CTP moved on to a prototyping phase. The team collected rows of data, using Google Sheets and JSON, to scope out a model to visualize song trajectory. They explored several visualizations to display the data, and created a UI, leveraging geomaps, bar graphs and trend lines. This led to an evolved workflow used to benchmark artist and song lifecycles.
CTP discovered that the biggest challenge was a lack of “clean data,” since it all was not created equally. For example, market boundaries and time windows for sales were not defined consistently across retail, broadcast and digital channels. To extrapolate cross-platform insights, CTP looked at ways to re-architect existing data strategies. Engineers helped the client scale a data “pool” as a precursor to building standard metrics their teams could rely on.
In parallel, using the existing Excel worksheets to develop a re-imagined application user experience, CTP created a secondary mechanism validating the data with industry veterans. This would help train their data models, reduce complexity and build intelligence over time. As a result, the team scaled back and simplified the UI to provide the right data at the right time to the right person – in the appropriate format and medium or channel.
Delivering a Solution
CTP then delivered a minimum viable product (MVP) for the music analytics dashboard application. This solution consisted of four components.
- Music Analytics Dashboard – providing views into artist metrics and song lifecycles
- Music Research Dashboard – combining historical data from multiple sources, ongoing research and predictive metrics enabling local stations to collaborate, develop music schedules and make better data-driven decisions in a single unified view
- Serverless ETL pipeline – meshing data from disparate sources that, in turn, powers the application
- Cloud Search – enabling an easy form of navigation and discovery across the MusicLab user interface
The Music Analytics Dashboard application follows a traditional three-tiered architecture with a presentation layer, a business layer and a data layer. The presentation layer is an AWS Elastic Beanstalk application, running node.js and built using React framework components. The business layer is more in line with the current trends of serverless architecture – written using Amazon API Gateway and AWS Lambda, along with custom authorizers, and integration with Azure Active Directory via their OAuth interface. The data layer is a multi-availability zone AWS RDS instance using the PostgreSQL engine due to the relational nature of the data.
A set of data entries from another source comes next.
PR #1707, opened 2024-08-28
fix: when linking Lua explicitly (Windows), use dynamic libraries

hishamhm:
The original code was inconsistent, since it demanded dynamic libraries for Cygwin but static libraries for other Windows compilers. However, that wouldn't work for the same reason as Cygwin:

From the LuaJIT makefile:
https://github.com/LuaJIT/LuaJIT/blob/ae4735f621d89d84758769b76432d2319dda9827/src/Makefile#L558-L563V

"Mixed mode [static + dynamic] is not supported on Windows. And static mode doesn't work well.
C modules cannot be loaded, because they bind to lua51.dll."

### DIFF
--- a/src/luarocks/deps.lua
+++ b/src/luarocks/deps.lua
@@ -553,15 +553,13 @@ local function check_external_dependency(name, ext_files, vars, mode, cache)
 
    for _, prefix in ipairs(prefixes) do
       prefix = resolve_prefix(prefix, dirs)
-      if cfg.is_platform("mingw32") and name == "LUA" then
+
+      if name == "LUA" and cfg.link_lua_explicitly then
          dirs.LIBDIR.pattern = fun.filter(util.deep_copy(dirs.LIBDIR.pattern), function(s)
-            return not s:match("%.a$")
-         end)
-      elseif cfg.is_platform("windows") and name == "LUA" then
-         dirs.LIBDIR.pattern = fun.filter(util.deep_copy(dirs.LIBDIR.pattern), function(s)
-            return not s:match("%.dll$")
+            return not s:match("%." .. cfg.static_lib_extension .. "$")
          end)
       end
+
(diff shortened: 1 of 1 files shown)


hishamhm:
Apparently Windows _with MSVC_ does need static libraries when linking:

From https://lua-users.org/wiki/BuildingModules (note however that this page was last edited in 2014)

<blockquote>

## Windows DLLs with MSVC

* Use the IDE to create a DLL project (File, New, Projects).
* Select the multithreaded DLL runtime library (C/C++, Category = Code Generation).
* Add the Lua include directory to the include path (C/C++, Preprocessor).
* Add the Lua directory to the library path (Link, Input).
* Add the Lua import library lua51.lib to the input libraries (Link, Input).
* Build the DLL (Build). 

note : make sure your main init function is exported with __declspec(dllexport) like this :

int __declspec(dllexport) MyModuleName (lua_State* L) { ... }

## Windows DLLs with GCC (MinGW, Cygwin or MinGW cross-compiler)

gcc -O2 -c -o module.o module.c
gcc -O -shared -o module.dll module.o -Llua_dir -lluaXX

Replace lua_dir with the directory where the luaXX.dll resides. luaXX.dll is either lua50.dll or lua51.dll, depending on which Lua version you use.
</blockquote>

tobil4sk:
> Apparently Windows with MSVC does need static libraries when linking:

@hishamhm Hi, I've been running into issues with linking on msvc recently so I've been looking into this. `.lib` on windows can be an "import" `.lib` for a `.dll`. It is still linked dynamically, but it requires both `.lib` for the definitions and `.dll` for the actual binary.

Sometimes people use `.dll.lib` for these types of `.lib` files to avoid confusion with `.lib` static libraries.

hishamhm:
@tobil4sk I have no real understanding of how linking works on Windows, and I don't even have a Windows environment to test things locally other than running things very slowly on CI. Unfortunately this means I'm unable to debug Windows issues efficiently. Any PRs helping to improve the Windows situation are much welcome.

The serverless ETL pipeline is a MapReduce pipeline built using serverless components instead of Hadoop. Key features include: abstracted data ingestion that connects to FTP, S3, Google Cloud Storage, SQL databases, SOAP services, Windows network shares and HTTP data sources; Node.js modules for all things ETL; and async streaming between different data protocols.
The Amazon CloudSearch component provides the application with an autocomplete search bar, as well as a full search results page that includes fuzzy matching.
Staying Ahead of Trends
Determining which songs will be hits remains an inexact science. A “sound” that connects with a particular audience one year may fall flat in coming years, forcing radio programmers to pivot with new strategies. While these situations will continue to play out over time, radio executives are working hard to analyze song cycle data so they can stay ahead of breaking trends. Using the cloud, and leveraging better data ensures that stations are playing the songs their listeners want to hear.